The City of Long Beach holds title to the tide and submerged lands in question under a statute enacted in 1925 (Stats. 1925, p. 235). By the terms of this statute “none of said lands shall be used or devoted to any purpose other than public park, parkway, highway, playground and the construction, maintenance and operation thereon of wharves, docks, piers, slips, quays and other utilities, structures and appliances necessary or convenient for the promotion of commerce and navigation”.

It will be seen from this quoted language that the City of Long Beach has authority to use portions of these lands for public park, parkway, highway and playground purposes. This amounts to- a legislative determination that portions of such tide and submerged lands may be used for such purposes without interfering with the paramount rights of navigation and fishery. If, in adapting the tidelands for use in fishing *430 and navigation, “it is found necessary or advisable, in aid of the use, to cut off portions of them from access to the waters of the harbor, that may be done”. (Muchenberger v. City of Santa Monica, 206 Cal. 635, 641 [275 Pac. 803, 806].) We must take it in support of the official action of " the state legislature in granting to the City of Long Beach . the right to use portions of such tide and submerged lands for park, parkway, highway and playground purposes that it was found necessary or advisable by the legislature to ■ cut off such portions from access to the waters of the harbor in aid of the paramount uses of navigation and fishery.

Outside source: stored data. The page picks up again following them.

PR #2114, opened 2020-01-24
[PWA-178] Gift options support in cart page

revanth0212:
## Description

Gift Options Support in Venia Cart Page

## Related Issue
Closes [PWA-178](https://jira.corp.magento.com/browse/PWA-178)

### Verification Stakeholders
@soumya-ashok 
@jimbo 

### Verification Steps
1. Add an item to the cart and go to the cart page.
2. Expand the `See Gift Options` section.
3. You should see the Gift Options.

image

image

## Checklist
* GQL does not support Gift Options yet. Make sure a rest call is made to save the options.


packages/venia-ui/lib/drivers/adapter.js
```diff
@@ -38,6 +39,65 @@ persistCache({
     storage: window.localStorage
 });
 
+const initialData = {
+    __typename: 'CartData',
```
revanth0212: I might be wrong on this kind of a use case. Let me know if that isn't how we should be doing it. Will make the changes.

packages/venia-ui/lib/components/CartPage/PriceAdjustments/GiftOptions/GiftOptions.js
```diff
@@ -0,0 +1,69 @@
...
+    const [
+        { includeGiftReceipt, includePrintedCard, giftMessage },
+        {
+            toggleIncludeGiftReceiptFlag,
+            toggleIncludePrintedCardFlag,
+            updateGiftMessage
+        }
+    ] = useGiftOptions();
+
+    const setGiftMessage = useCallback(
```
revanth0212: I wasn't sure if I should be having hooks in the view layer. Thought it made more sense here than in the talon. Let me know if this needs to change.

sirugh: Yep - only UI code lives in components. Logic lives in talons. move callbacks into the talon.

packages/venia-ui/lib/drivers/adapter.js
```diff
@@ -38,6 +39,65 @@ persistCache({
...
+                gift_message
+            };
+        }
+    },
+    Mutation: {
+        set_gift_options: (_, variables, { cache }) => {
+            const prevData = cache.readQuery({ query: GET_GIFT_OPTIONS_QUERY });
+            cache.writeData({
+                data: {
+                    gift_options: {
```
sirugh: You'll want to read and write this data to the current cart rather than the root.

packages/peregrine/lib/talons/CartPage/GiftOptions/useGiftOptions.js
```diff
@@ -0,0 +1,206 @@
...
+        setIncludePrintedCard(!includePrintedCard);
+        updateGiftOptions({
+            include_printed_card: !includePrintedCard
+        });
+    }, [updateGiftOptions, includePrintedCard, setIncludePrintedCard]);
+
+    /**
+     * Fetch gift options for a given cart id.
+     */
+    const { data } = useQuery(GET_GIFT_OPTIONS_QUERY, {
```
sirugh: Use a lazy query like in the other components within `CartPage`. We can only query for data if we have a cartId, and we don't always have a cartId (at least not right now).

packages/peregrine/lib/talons/CartPage/GiftOptions/useGiftOptions.js
```diff
@@ -0,0 +1,206 @@
...
+            10000,
+            {
+                leading: false
+            }
+        );
+    }, []);
+
+    const updateGiftMessage = useCallback(
+        newGiftMessage => {
+            setGiftMessage(newGiftMessage);
```
sirugh: I'm not sure you actually need to use a state value here. Think about this like the apollo cache _is_ the state. Updates to the cache (after you do some mutation) are automatically picked up by the query hook, which causes a render update.

packages/peregrine/lib/talons/CartPage/GiftOptions/useGiftOptions.js
```diff
@@ -0,0 +1,206 @@
...
+        $include_printed_card: Boolean
+        $gift_message: String
+    ) {
+        set_gift_options(
+            cart_id: $cart_id
+            include_gift_receipt: $include_gift_receipt
+            include_printed_card: $include_printed_card
+            gift_message: $gift_message
+        ) @client
+    }
```
sirugh: Your custom mutation should apply the new options to the cart cache and then return that entire object. See places where we use `...CartPageFragment`.

packages/venia-ui/lib/drivers/adapter.js
```diff
@@ -38,6 +39,65 @@ persistCache({
...
+            include_gift_receipt
+            include_printed_card
+            gift_message
+        }
+    }
+`;
+
+const resolvers = {
+    Query: {
+        gift_options: (_, __, { cache }) => {
```
sirugh: I'm not sure if these can be async but you may consider moving the REST calls here to the resolvers. Basically you would only interact with graphql in the component/talon but the resolvers would actually handle doing the rest call and update the cache accordingly.

packages/peregrine/lib/talons/CartPage/GiftOptions/useGiftOptions.js
```diff
@@ -0,0 +1,206 @@
...
+    );
+
+    /**
+     * Throttling message update. Only make 1 mutation
+     * every 10 seconds. This is to save on bandwidth.
+     *
+     * More info: https://lodash.com/docs/4.17.15#throttle
+     */
+    const throttledMessageUpdate = useMemo(() => {
+        return throttle(
```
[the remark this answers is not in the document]
revanth0212: Debounce just delays the calls. Throttle combines all the calls into a single call for a given `wait`. Throttle makes more sense in this case. Check out the difference between debounce and throttle for more info.

packages/venia-ui/lib/drivers/adapter.js
revanth0212: Yes, I am aware of that. But I was having a hard time writing the local resolvers and local state with the current cart. Hence I moved it to the top level. I was in a view that this code is only useful until the Gql team comes up with the support for gift options. Once that happens, this whole block of code is scrapped off.

packages/venia-ui/lib/components/CartPage/PriceSummary/giftCardSummary.js
```diff
@@ -84,6 +89,7 @@ export const GiftCardSummaryFragment = IS_EE
       `
     : gql`
           fragment GiftCardSummaryFragment on Cart {
+              id
```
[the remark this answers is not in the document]
revanth0212: It wasn't working. I keep seeing Apollo errors about unknown fragment because the fragment definition was missing from the query. Apparently, as I mentioned `__typename` is not enough. When I added `id`, it started working. Without a key in the fragment other than __typename, this is not working.

packages/peregrine/lib/talons/CartPage/GiftOptions/useGiftOptions.js
```diff
@@ -0,0 +1,206 @@
...
+            (updateGiftOptions, newGiftMessage) => {
+                updateGiftOptions({
+                    gift_message: newGiftMessage
+                });
+            },
+            10000,
```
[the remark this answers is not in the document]
revanth0212: I agree, 10 seconds is a lot. But the REST endpoint is throwing errors if we make the call to save the data, too quickly. I have tried 3 seconds, 5 seconds and 10 seconds. We can use a `Apply Gift Options` button like in Luma or save only when the user clicks on Checkout.

@soumya-ashok @schensley

packages/venia-ui/lib/components/CartPage/PriceAdjustments/GiftOptions/giftOptions.css
```diff
@@ -0,0 +1,7 @@
+.root {
+}
+
+ul {
+    padding: 0rem;
+    padding-top: 1rem;
```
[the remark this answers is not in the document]
revanth0212: Well, the section component already has `1.5rem` padding all around it, so I thought this padding will add into the section padding which sits above it. Will check and fix if I am wrong.

packages/peregrine/lib/talons/CartPage/GiftOptions/useGiftOptions.js
revanth0212: Cart cache is temp, only till the GQL team comes up with gift options coverage. I don't think we should be using it.

Additionally, waiting for a whole mutation/REST call to check or uncheck a box, is very snappy and does not provide a good UI experience.

packages/venia-ui/lib/drivers/adapter.js
revanth0212: Resolvers are temporary. I went with the easiest temporary option here. Making a network call from the hook gives me more control over when to make the call, for instance in case of gift message only send the request every 10 seconds. Yes, I can do this from the resolver as well, but the resolver can not differentiate between the checkbox and gift message.

packages/peregrine/lib/talons/CartPage/GiftOptions/useGiftOptions.js
revanth0212: As I mentioned in the other comment, waiting for a mutation to change the state of a UI component creates a bad user experience. Mutations on an average are taking around 600-800ms in Venia as of today, that is not an acceptable wait to check a box. My point of using a local state is to create a better UI experience over a couple of state variables.

We can use optimistic updates from apollo as well which I have explored briefly. Our apollo usage is not matured enough to handle optimistic updates. Doing it as part of this PR is not valid. I deserves to be its own task.

Let me know if I am missing something here.

packages/peregrine/lib/talons/CartPage/GiftOptions/useGiftOptions.js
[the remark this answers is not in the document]
sirugh: I don't think that's true. https://css-tricks.com/debouncing-throttling-explained-examples/#article-header-id-0. Similar functions but slightly different. If the delay was 300ms, denounce would only income 300ms after the last keypress but throttle would call multiple times if you have keypresses over say 1000ms

packages/peregrine/lib/talons/CartPage/GiftOptions/useGiftOptions.js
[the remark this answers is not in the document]
sirugh: Ok yea I think it'd be good to use a button here then. Interested in ux opinions

packages/venia-ui/lib/drivers/adapter.js
sirugh: The flow I imagined was:

User input > call mutation > call rest > augment cache with rest results

Right now we're doing both sort of simultaneously, which isn't necessarily wrong I guess, but it puts all the logic of doing the fetch within the component in a manner that we're trying to move away from in the long run.

packages/peregrine/lib/talons/CartPage/GiftOptions/useGiftOptions.js
sirugh: I can see the confusion here. If gift options are a single operation that are guaranteed not to modify the cart prices or other values then this is fine. I'm not sure what the docs say about it with REST. Do you just make a single call (apply gift options) and continue with checkout? Or is there a second step like "apply gift options **and then** fetch the new total"?

packages/peregrine/lib/talons/CartPage/GiftOptions/useGiftOptions.js
sirugh: You're right -- I was thinking about this from the perspective of how I implemented "coupons". Those have a button that, when clicked, displays a wait state while the mutation resolves.

This is a bit different though since UX didn't provide direction about any submit button, which means this would have to submit on blur, or after some timeout :/

packages/venia-ui/lib/components/CartPage/PriceSummary/giftCardSummary.js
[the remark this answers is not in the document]
sirugh: Haha so for some reason I was seeing the error still after checking out your PR. Turns out I didn't fetch the right PR :P Nice find.

packages/venia-ui/lib/drivers/adapter.js
sirugh: > this code is only useful until the Gql team comes up with the support for gift options.

True -- but that may be a very long time, and there are other advantages to containing the options or other cart-specific state within the cart. We wouldn't want other carts to start showing state from a previous one :o

packages/venia-ui/lib/drivers/adapter.js
sirugh: @tjwiebell @jimbo lemme know if I'm trying to scope creep here.

schensley:
The latest screen caps of the UI look pretty good, and functions as designed.
_Being fussy in terms of design, there is a tab too much white space between section header and first checkbox option._
UX Approved.

packages/peregrine/lib/talons/CartPage/GiftOptions/useGiftOptions.js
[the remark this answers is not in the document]
revanth0212: Yeah, isn't that what we want? Autosave for every certain time period? As you said, in 1000 ms throttle would make the call 3 times, but with debounce, the user might leave the page once he is done with the typing before the timeout and the whole data is gone. Let me know what is the right use case, will make the change 👍

packages/peregrine/lib/talons/CartPage/GiftOptions/useGiftOptions.js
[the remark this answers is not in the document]
revanth0212: I had a talk with @soumya-ashok. She feels, we can wait for the GQL team to be done with their work and then save the data to cart using GQL mutations. Till then, local cache should be good. Meaning no button on the side or no REST calls. Yeehh

packages/venia-ui/lib/drivers/adapter.js
revanth0212: Done. Now the gift options are scoped to a cart id.

packages/peregrine/lib/talons/CartPage/GiftOptions/useGiftOptions.js
revanth0212: We should be calling the gift options rest call when the user clicks on checkout. Till then, it will be stored in the apollo cache.

packages/venia-ui/lib/drivers/adapter.js
```diff
@@ -38,6 +39,74 @@ persistCache({
...
+            include_gift_receipt
+            include_printed_card
+            gift_message
+        }
+    }
+`;
+
+const resolvers = {
+    Query: {
+        gift_options: (_, { cart_id }, { cache }) => {
```
sirugh: There is an [alternative approach](https://www.apollographql.com/docs/react/development-testing/client-schema-mocking/#gatsby-focus-wrapper) which is to define a `typeDef` that extends some existing schema, like `Cart` and then uses resolvers off that type to handle the new fields. I wonder which is "better"?

```js
const typeDefs = gql`
    extend type Cart {
        include_gift_receipt: Boolean
        include_printed_card: Boolean
        gift_message: String
    }
`;

const resolvers = {
    Cart: {
        include_gift_receipt: (...) => {...}
      ...
    }
}
```

When you use a new typedef you do several things including:

1) Inform other developers of your intent behind the new fields by defining their types ie String, Boolean, etc.
2) Lets Apollo Dev Tools (and maybe GraphIQL?) "see" the new fields so you can actually interact with them through the browser: 

[Image from Gyazo](https://gyazo.com/3a152fc50e1ea5b61fff5841dd5a0b1d)

That said, I attempted to use `typeDefs` in the client definition and I ran into several issues with the cache initializing/persisting properly.

packages/venia-ui/lib/components/CartPage/PriceAdjustments/GiftOptions.js
```diff
@@ -0,0 +1,102 @@
...
+};
+
+/**
+ * Local query. GQL support is not available as of today.
+ *
+ * Once available, we can change the query to match the schema.
+ */
+const GET_GIFT_OPTIONS_QUERY = gql`
+    query getGiftOptions($cart_id: String) {
+        gift_options(cart_id: $cart_id) @client {
```
sirugh: Is it possible to use the `cart` query from the server schema and just use `@client` fields on the custom props? I think that's the approach you'd want to take if you defined your own typedefs.

packages/peregrine/lib/talons/CartPage/GiftOptions/useGiftOptions.js
```diff
@@ -0,0 +1,126 @@
...
+     * More info: https://lodash.com/docs/4.17.15#throttle
+     */
+    const throttledMessageUpdate = useMemo(() => {
+        return throttle(
+            (updateGiftOptions, newGiftMessage) => {
+                updateGiftOptions({
+                    gift_message: newGiftMessage
+                });
+            },
+            5000,
```
sirugh: 5 seconds is pretty long. Since this no longer depends on a network request and is now just saving to cache maybe we can reduce this to half a second?

packages/venia-ui/lib/drivers/adapter.js
```diff
@@ -38,6 +39,74 @@ persistCache({
...
+                        include_printed_card,
+                        gift_message,
+                        id: cart_id,
+                        __typename: 'Cart'
+                    }
+                }
+            });
+
+            /**
+             * We do not return anything on purpose.
```
sirugh: This is a good call-out. Since the component renders based on `data` changing if we start returning data we will cause a weird UX. 👍

packages/venia-ui/lib/drivers/adapter.js
```diff
@@ -38,6 +39,74 @@ persistCache({
...
+             * This is how the `cacheKeyFromType` saves the
+             * cart data in the `InMemoryCache`.
+             */
+            const cartIdInCache = `Cart:${cart_id}`;
+
+            const {
+                include_gift_receipt,
+                include_printed_card,
+                gift_message
+            } = cache.data.data[cartIdInCache];
```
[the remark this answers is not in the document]
revanth0212: It wasn't working. I tried them all, maybe my GQL is bad. I had to drop down to this as my last resort.

packages/venia-ui/lib/drivers/adapter.js
revanth0212: I did try the typedefs and ran into all sorts of troubles. According to some GitHub issues on Apolo's page, typedefs and other UI features are still not matured enough to use. Hence I stayed away from them.

packages/peregrine/lib/talons/CartPage/GiftOptions/useGiftOptions.js
revanth0212: The intent behind 5 seconds and other decisions I took while writing this hook were to save on dev time once the gift options support from the GQL team is available. The plan was to just delete the local resolvers and remove `@client` directive.

`useGiftOptions` should not be touched once gift options are available through GQL.

packages/peregrine/lib/talons/CartPage/GiftOptions/useGiftOptions.js
```diff
@@ -0,0 +1,126 @@
...
+            cartId,
+            includeGiftReceipt,
+            includePrintedCard,
+            giftMessage
+        ]
+    );
+
+    /**
+     * Throttling message update. Only make 1 mutation
+     * every 5 seconds. This is to save on bandwidth.
```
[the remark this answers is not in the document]
revanth0212: The end goal is to save on bandwidth, if not we can make the call every second or every millisecond.

Regarding using local state, ill leave some comments for other developers to know.

packages/venia-ui/lib/drivers/adapter.js
```diff
@@ -38,6 +39,74 @@ persistCache({
...
+`;
+
+const resolvers = {
+    Query: {
+        gift_options: (_, { cart_id }, { cache }) => {
+            /**
+             * This is how the `cacheKeyFromType` saves the
+             * cart data in the `InMemoryCache`.
+             */
+            const cartIdInCache = `Cart:${cart_id}`;
```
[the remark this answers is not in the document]
revanth0212: Nice 👍

packages/venia-ui/lib/drivers/adapter.js
```diff
@@ -38,6 +39,63 @@ persistCache({
     storage: window.localStorage
 });
 
+const GIFT_OPTIONS_QUERY = gql`
+    query GiftOptions {
```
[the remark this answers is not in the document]
revanth0212: Done 👍 

Now resolvers will be served from `GiftOptions.js` where the queries reside.

Nice modification @sirugh

packages/venia-ui/lib/components/CartPage/PriceAdjustments/GiftOptions.js
revanth0212: Do you mean to use it as a fragment on the Cart from remote schema? When we switch to GQL support, this will be a fragment instead of a query so I tried to use local fragments but didn't work dude. I had to settle with the query. I am not sure what you mentioned is possible or I am not aware of that. Let me know if I am missing something here.

packages/venia-ui/lib/components/CartPage/PriceAdjustments/index.js
```diff
@@ -1 +1,3 @@
 export { default } from './priceAdjustments';
+
+export { giftOptionsResolvers } from './GiftOptions/giftOptions';
```
sirugh: Move this to an `index.js` within the `GiftOptions` folder.

packages/venia-ui/lib/components/CartPage/PriceAdjustments/priceAdjustments.js
```diff
@@ -2,7 +2,7 @@ import React from 'react';
 
 import { Accordion, Section } from '../../Accordion';
 
-import GiftOptions from './giftOptions';
+import GiftOptions from './GiftOptions/giftOptions';
```
sirugh: Add an `index.js` within the `GiftOptions` folder and export the default from `giftOptions.js`. Then you can just import this like `import GiftOptions from './GiftOptions'`

packages/venia-ui/lib/components/CartPage/PriceAdjustments/GiftOptions.js
sirugh: We discussed in person and concluded that getting typeDefs working locally to augment server schema was not a good use of our time :P Apollo was breaking and it doesn't tell you why.

packages/venia-ui/lib/drivers/adapter.js
sirugh: As of now we are only storing gift option choices and text to local storage through Apollo. When we work on Checkout we will need to make sure to add some step that pulls this data from the cache and submits it via REST when you click the checkout button.

packages/peregrine/lib/talons/CartPage/GiftOptions/useGiftOptions.js
```diff
@@ -0,0 +1,130 @@
+import { useState, useCallback, useEffect, useMemo } from 'react';
+import throttle from 'lodash.throttle';
+import { useMutation, useLazyQuery } from '@apollo/react-hooks';
+
+import { useCartContext } from '@magento/peregrine/lib/context/cart';
+
+const useGiftOptions = ({ getGiftOptionsQuery, saveGiftOptionsQuery }) => {
```
jimbo: Avoid destructuring here. The pattern in our codebase is to just call this object `props`, and destructure it in the function body.

packages/peregrine/lib/talons/CartPage/GiftOptions/useGiftOptions.js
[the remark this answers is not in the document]
jimbo: Yes, I think `throttle` is the right choice.

packages/venia-ui/lib/components/CartPage/PriceAdjustments/GiftOptions/giftOptions.js
```diff
@@ -0,0 +1,166 @@
...
+        toggleIncludePrintedCardFlag,
+        updateGiftMessage
+    } = useGiftOptions({
+        getGiftOptionsQuery: GIFT_OPTIONS_QUERY,
+        saveGiftOptionsQuery: SET_GIFT_OPTIONS_QUERY
+    });
+
+    const classes = useMemo(() => mergeClasses(defaultClasses, props.classes), [
+        props.classes
+    ]);
```
jimbo: Don't bother memoizing this.

packages/venia-ui/lib/drivers/adapter.js
jimbo: I would normally have done the API call on submit of the "step", which is `Proceed to Checkout` or some variation of `Continue`. With the way the forms are broken out, though, it may be easier to wait until `Place Order`.

packages/venia-ui/lib/components/CartPage/PriceAdjustments/GiftOptions/giftOptions.js
revanth0212: Sure. Any particular reason?

dpatil-magento:
@revanth0212 I can see gift options even after disabling this setting in Admin UI. Is this expected?

packages/venia-ui/lib/components/CartPage/PriceAdjustments/GiftOptions/giftOptions.js
jimbo: Just consistency. We don't memoize `mergeClasses()` in any of the existing components (afaik), and I have minor concerns about things slipping through the cracks when we get to refactoring `classify` one day.

sirugh:
> @revanth0212 I can see gift options even after disabling this setting in Admin UI. Is this expected?

Oh man I didn't even realize this was a thing. I think that we should create a fast-follow that goes back and enables/disables cart features based on their admin toggles. This will probably require either some build or runtime GQL check.

packages/venia-ui/lib/components/CartPage/PriceAdjustments/GiftOptions/giftOptions.js
```diff
@@ -0,0 +1,164 @@
...
+        giftMessage,
+        toggleIncludeGiftReceiptFlag,
+        toggleIncludePrintedCardFlag,
+        updateGiftMessage
+    } = useGiftOptions({
+        getGiftOptionsQuery: GIFT_OPTIONS_QUERY,
+        saveGiftOptionsQuery: SET_GIFT_OPTIONS_QUERY
+    });
+
+    const classes = () => mergeClasses(defaultClasses, props.classes);
```
sirugh:
```suggestion
    const classes = mergeClasses(defaultClasses, props.classes);
```

Ah I didn't catch this originally. Omit the function creation. `classes` should be an object, which `mergeClasses` returns.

There is a disputable presumption declared by section 1963, subdivision 15, of the Code of Civil Procedure, “that official duty has been regularly performed”. In the absence of evidence to the contrary this disputable presumption becomes controlling. Under this presumption, unless controverted, the courts are bound to assume that in constructing the crescent-shaped breakwater referred to in the complaint the officers of the City of Long Beach were proceeding under the authority granted them to use portions of the tide and submerged lands for park, highway, parkway and playground purposes. The amended complaint, as we construe it, does not allege facts sufficient to rebut this presumption. It is alleged in the amended complaint that the breakwater extends into the ocean at its farthest point about 1400 feet from the shore and that the fill for the municipal auditorium extends from the shore line only 690 feet, and from a diagram attached to the amended complaint it appears that the fill occupies only about one-fifth of the area inclosed by the .breakwater. As to the purposes to which the area of approximately four-fifths of the tide and submerged lands inclosed within the breakwater and not covered by the fill are intended to be devoted the amended complaint is silent. If we assume, as we are bound to do in support of the action of the officers of the City of Long Beach, that this otherwise unoccupied area is to be devoted to park or playground purposes or both, then the use of the tide and submerged lands within the breakwater is entirely ■ consistent with the authority granted to the City of Long Beach unless the construction of the municipal auditorium upon a portion of a park or playground is unlawful. Under the authority of such cases as Spires v. City of Los Angeles, *431 150 Cal. 64 [87 Pac. 1026, 11 Ann. Cas. 465], Slavich v. Hamilton, 201 Cal. 299 [257 Pac. 60], and Vale v. City of San Bernardino, 109 Cal. App. 102 [292 Pac. 689], we are satisfied that the construction upon a part of a public park or playground or both of a municipal auditorium for the use of the public is not inconsistent with its dedication to or use for park or playground purposes.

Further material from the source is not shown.